━━━━━ INFORMATION PROVIDED ━━━━━

PR #345, opened 2024-10-27
[tuner] Generalizes Configuration dataclass

mihaescuvlad:
### Notes:
- Splits `Configuration` into `LLVMGPUConfiguration` & `LLVMCPUConfiguration`
- Adds `device_target` to the `MlirRegex` dataclass
- Adds `*ConfigurationBuilder` for abstracting the building of configurations
- Adds `ConfigurationBuilderFactory` to fetch the proper configuration builder based on target architecture

### Tests:
N/A


tuner/tuner/candidate_gen.py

━━━━━

(WORK REQUIRED): Exactly as they stand, repeat all the records.

(ANSWER SPACE):
PR #345, opened 2024-10-27
[tuner] Generalizes Configuration dataclass

mihaescuvlad:
### Notes:
- Splits `Configuration` into `LLVMGPUConfiguration` & `LLVMCPUConfiguration`
- Adds `device_target` to the `MlirRegex` dataclass
- Adds `*ConfigurationBuilder` for abstracting the building of configurations
- Adds `ConfigurationBuilderFactory` to fetch the proper configuration builder based on target architecture

### Tests:
N/A


tuner/tuner/candidate_gen.py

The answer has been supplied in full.